Code&Data Insights
[Machine Learning] Clustering - Hierarchical Clustering | Agglomerative Hierarchical Clustering | Dendrograms 본문
[Machine Learning] Clustering - Hierarchical Clustering | Agglomerative Hierarchical Clustering | Dendrograms
paka_corn 2023. 6. 19. 05:54[ Hierarchical Clustering ]
Hierarchical Clustering : Hierarchical clustering is a data analysis technique that groups data hierarchically based on similarity or distance
- Use Euclidean distance or Manhattan distance
- 2 approachs for hierarchical Clustering :
1) Agglomaerative- Top-down
2) Divisive - Bottom-up
[ Agglomerative Hierarchical Clustering ]
( Agglomerative Hierarchical Clustering :
시작 지점에서 군집을 설정하고, 조건을 만족할 때까지 유사한 두 개의 군집을 병합하는 것 )
How It Works?
Step 1)
Make each data point a single-point cluster => it forms N clusters
-> If there are 7 data points, there are 7 clusters.
Step 2)
Take the two closest data points and make them one cluster => It forms N-1 clusters
-> There are 7 clusters(7 data points), two closest data points will be comnined as one cluster.
-> There are 6 clusters now.
Step 3)
Take the two closest clusters and make them one cluster => It forms N-2 clusters
-> There are 6 clusters(7 data points), two closest data points will be comnined as one cluster.
-> There are 5 clusters now.
Repeat STEP 3
Step 4)
Repeat STEP 3 until there is only one cluster
-> There is one cluster(7 data points)
-> FINISH
[ Dendrograms ]
Dendrograms : Dendrograms are graphical representations used in hierarchical clustering to display the hierarchical relationships between clusters.
- like tree-structures where each branch represents a cluster and the length of the branches indicates the similarity or dissimilarity between clusters.
How to Find Optimal Number of Clusters?
- Observe the lengths of the branches. especially focus on the longest branch in the dendrogram.

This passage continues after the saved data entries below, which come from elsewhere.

PR #134, opened 2016-01-12
Money's internal amount should be a string

### LINKED ISSUE #133: Careful with string vs int
Now that there are no more integer limitations (#115), we have to be careful with `int` and `string` usage vs strict comparison. This is something that I did not cover in my PR but now realize that should be taken care of. Especially with these lines.

- [isZero](https://github.com/mathiasverraes/money/blob/nextrelease/src/Money.php#L421)
- [isPositive](https://github.com/mathiasverraes/money/blob/nextrelease/src/Money.php#L431)
- [isNegative](https://github.com/mathiasverraes/money/blob/nextrelease/src/Money.php#L441)
- [equals](https://github.com/mathiasverraes/money/blob/nextrelease/src/Money.php#L133)

These lines are now buggy, because the following will return false.

```php
(new Money(1, new Currency('EUR')))->equals(new Money('1', new Currency('EUR')))
```

I guess we should convert the amount to a string in the constructor with `(string)`. PR is on the way.

frederikbosch:
Fixes #133.

### DIFF
--- a/src/Calculator/PhpCalculator.php
+++ b/src/Calculator/PhpCalculator.php
@@ -34,7 +34,7 @@ final class PhpCalculator implements Calculator
 
         $this->assertInteger($result);
 
-        return $result;
+        return (string) $result;
     }
 
     /**
@@ -46,7 +46,7 @@ final class PhpCalculator implements Calculator
 
         $this->assertInteger($result);
 
-        return $result;
+        return (string) $result;
     }
 
     /**
@@ -58,7 +58,7 @@ final class PhpCalculator implements Calculator
 
         $this->assertIntegerBounds($result);
 
-        return $result;
+        return (string) $result;
     }
 
     /**
@@ -70,7 +70,7 @@ final class PhpCalculator implements Calculator
 
         $this->assertIntegerBounds($result);
 
-        return $result;
+        return (string) $result;
     }
 
     /**
@@ -134,7 +134,7 @@ final class PhpCalculator implements Calculator
     {
         $this->assertIntegerBounds($amount);
 
-        return intval($amount);
+        return (string) intval($amount);
     }
 
     /**
@@ -144,7 +144,7 @@ final class PhpCalculator implements Calculator
      */
     private function assertInteger($amount)
     {
-        if (!is_int($amount)) {
+        if (filter_var($amount, FILTER_VALIDATE_INT) === false) {
             throw new \UnexpectedValueException('The result of arithmetic operation is not an integer');
         }
     }
--- a/src/Money.php
+++ b/src/Money.php
@@ -47,7 +47,7 @@ final class Money implements JsonSerializable
     ];
 
     /**
-     * @param int      $amount   Amount, expressed in the smallest units of $currency (eg cents)
+     * @param int|string $amount   Amount, expressed in the smallest units of $currency (eg cents)
      * @param Currency $currency
      *
      * @throws InvalidArgumentException If amount is not integer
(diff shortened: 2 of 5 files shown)


frederikbosch:
In order to create a `MoneyParser` PR, I need this to be merged. I just improved more docblock and squashed my commit.

src/Calculator/PhpCalculator.php
```diff
@@ -124,6 +124,19 @@ private function assertIntegerBounds($amount)
...
 
     /**
+     * Casts an amount to string ensuring that the internal
+     * amount value of Money is a string
+     *
+     * @param int $amount
+     *
+     * @return int
+     */
+    private function castString($amount)
```
sagikazarmark: Do we really need a separate method for that?

frederikbosch: No, we really do not need it. Removed it, and squashed again.

src/Money.php
```diff
@@ -47,7 +47,7 @@
     ];
 
     /**
-     * @param int      $amount   Amount, expressed in the smallest units of $currency (eg cents)
+     * @param int|string $amount   Amount,expressed in the smallest units of $currency (eg cents)
```
sagikazarmark: I would say we need that space after the comma.

sagikazarmark:
Well, I tend accept this merge, but still need to get used to the fact that amount will be stored as string.

frederikbosch:
@sagikazarmark I agree. It is a big change. It was more comprehensive than I thought at first.

sagikazarmark:
Merging the deprecation PR caused some conflicts.

frederikbosch:
Yeah, and now I need to rebase? :) Still don't know how, sorry about that...

sagikazarmark:
No problem, I will do it.

sagikazarmark:
Conflicts solved in #136

josecelano:
Some months ago I was testing how to deal with bit integers and I did this fork:

https://github.com/josecelano/money/blob/master/lib/Money/BigMoney.php

Instead of using integer or string for the amount I used another class. In this implementation Money has not the responsibility to deal with bit integers and it delegates to another class. The only problem is that library uses only `bcmath` extension. But maybe there is another similar class which uses `calculators`as you did it.

frederikbosch:
@josecelano `bcmath` is the only option for `PreciseMoney`. I rather use that term than `BigMoney`, because we already have `BigMoney` because there is no more integer limit. `GMP` only uses integers, not decimals, see the [RFC for floating points integration](https://wiki.php.net/rfc/gmp-floating-point) in PHP.

The solution I will propose soon will have the following structure.
- `PreciseCalculator` with methods like `roundPrecisely`
- `PreciseMoney`
- `BcMathCalculator` implementing `PreciseCalculator`
- I still have to think have to deal with formatting and parsing.

When the RFC for `GMP` lands, we only have to implement `PreciseCalculator` for GMP.

josecelano:
Sorry,there was definitely a misunderstanding. What I called BigMoney is an implementation of Money which allows big integers, not decimals. I used Decimal class but internally I force the constrain of not using decimals, I mean all values would have no deciaml part even if that class allows it. But the idea I want to expose is you could use another class to store the amount and delegate to that class the responsabiliti of dealing with bit integers. In fact, I was looking for a `BigInteger` class but I do nto remember why finally I decided to use `Decimal` for that test.

sagikazarmark:
Yeah, BigMoney casued a lot of confusion in me as well. But it refers to the precision of the value, not the integer size.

( the longest branch : a significant difference or distance between clusters )
- Way to Find Longest Branch in the Dendrogram?
:To identify the longest branch, you measure the length of the branches in the vertical direction. The length of a branch is determined by the vertical distance between the topmost cluster and the bottommost cluster. The branch with the greatest vertical distance between clusters is considered the longest branch.